My question is how to display all data from my users table in my database?
I have this.
$loop = mysql_query(“SHOW users FROM $dbname”) or die (‘cannot select tables’);
You want to SELECT the users, not SHOW them.
Basic SQL loop example:
$sql = mysql_query("SELECT * FROM `users`");
while ($row = mysql_fetch_object($sql)) {
echo $row->id . ' ' . $row->nickname . '<br />';
}
$link = mysql_connect('localhost', 'mysql_user', 'mysql_password');
$result = mysql_query(“SELECT * FROM Users”, $link) or die (‘cannot select tables’);
while ($row = mysql_fetch_assoc($result)) {
echo $row['firstname'];
echo $row['lastname'];
echo $row['address'];
echo $row['age'];
}
mysql_free_result($result);
$loop = mysql_query('SELECT * FROM `users`') or die();
You don't want your database name to be in the query, and you want to be using SELECT
If you haven't connected to the database earlier then you need to add this before your query:
mysql_connect($mysql_host, $mysql_user, $user_password);
I have a form where I am getting values from previous page in $GET. I want to fetch around 3 different values from database and display them in textbox.
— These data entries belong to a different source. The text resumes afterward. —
PR #4916, opened 2015-10-22
Added Churchkey to c.json

mrjax:
Churchkey is a local file opener with configurable search directories.  Additional features include better selection parsing and URL domain options.  Planned features: configurable program selection for opening, more complex selection parsing and file finding, default behavior configuring.  Please enjoy

### DIFF
--- a/repository/c.json
+++ b/repository/c.json
@@ -760,6 +760,18 @@
 			]
 		},
 		{
+			"name": "Churchkey",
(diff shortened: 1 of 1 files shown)


FichteFoll:
https://packagecontrol.io/packages/Open-Include does this already, and there is also https://packagecontrol.io/packages/Open%20URL which you mentioned in your readme already.

PR #5689, opened 2016-07-16
added linux dependency xdotool

randy3k:
This provies the [xdotool](https://github.com/jordansissel/xdotool) binary to Sublime Text, so developers could use this to automate things on linux without asking users to install xdotool.

### DIFF
--- a/repository/dependencies.json
+++ b/repository/dependencies.json
@@ -614,6 +614,21 @@
 			]
 		},
 		{
+			"name": "xdotool",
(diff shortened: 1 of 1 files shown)


wbond:
This should probably be restricted to linux via the `platforms` key, right?

randy3k:
thank you for the catch. Fixed and rebased.

randy3k:
I don't understand why it says that "this branch has conflicts..."

PR #5692, opened 2016-07-18
Added new package SendToJsonBlob

abhishekchavan:
This package allows user to upload a json file to jsonblob.com to easily share with peers

### DIFF
--- a/repository/s.json
+++ b/repository/s.json
@@ -885,8 +885,8 @@
 			"details": "https://github.com/abhishekchavan/sendtojsonblob",
 			"releases": [
 				{
-					"sublime_text": "*",
-					"branch": "master"
+					"sublime_text": ">=3000",
+					"tags": true
 				}
 			]
 		},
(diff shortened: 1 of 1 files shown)


wbond:
You should follow the directions, starting with [Step 4](https://packagecontrol.io/docs/submitting_a_package#Step_4). In short, we no longer accept new packages using branch-based releases.

Also, https://github.com/abhishekchavan/sendtojsonblob/blob/master/SendToJsonBlob.py#L6, will make this not work properly in Sublime Text 2. Did you test it with ST2? Considering the number of ST2 users, it may make more sense to just mark it as only compatible with ST3.

abhishekchavan:
I have made the required changes to make it available only for ST3 and also for tagged releases.

wbond:
A semver version number needs to have three parts. So you'll need `1.0.0` or `v1.0.0`.

abhishekchavan:
Sorry about that. This is my first pull request. Added a new tag 1.0.0

PR #5698, opened 2016-07-19
add wkhtmltopdf

jrappen:
fixes #5675


wbond:
This should be removed from your repo: https://github.com/jrappen/sublime-wkhtmltopdf/blob/master/packages.json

How will I do it? Following is my code for getting data from database.
<?php
require_once('config.php');
$id = $_GET['id'];
$link = mysql_connect(DB_HOST, DB_USER, DB_PASSWORD);
if(!$link) {
die('Failed to connect to server: ' . mysql_error());
}
//Select database
$db = mysql_select_db(DB_DATABASE);
if(!$db) {
die("Unable to select database");
}
$query = "select question,price,sequence from questions where status = 1 and qid =".$id;
//echo $query;
$result=mysql_query($query);
if (!$result) {
die('Invalid query: ' . mysql_error());
}
$num_rows = mysql_num_rows($result);
if($num_rows==0) {
echo '<center><font color="red"><b>No record found!!</b></font></center>';
}
else {
$row = mysql_fetch_array($result);
echo $row['question'];
echo $row['sequence'];
echo $row['price'];
}
?>
Thanks
Pankaj
<textarea><?php echo htmlentites($row['question']);?></textarea>
or
<input type="text" value="<?php echo htmlentites($row['question']);?>" />
Depending on your fancy.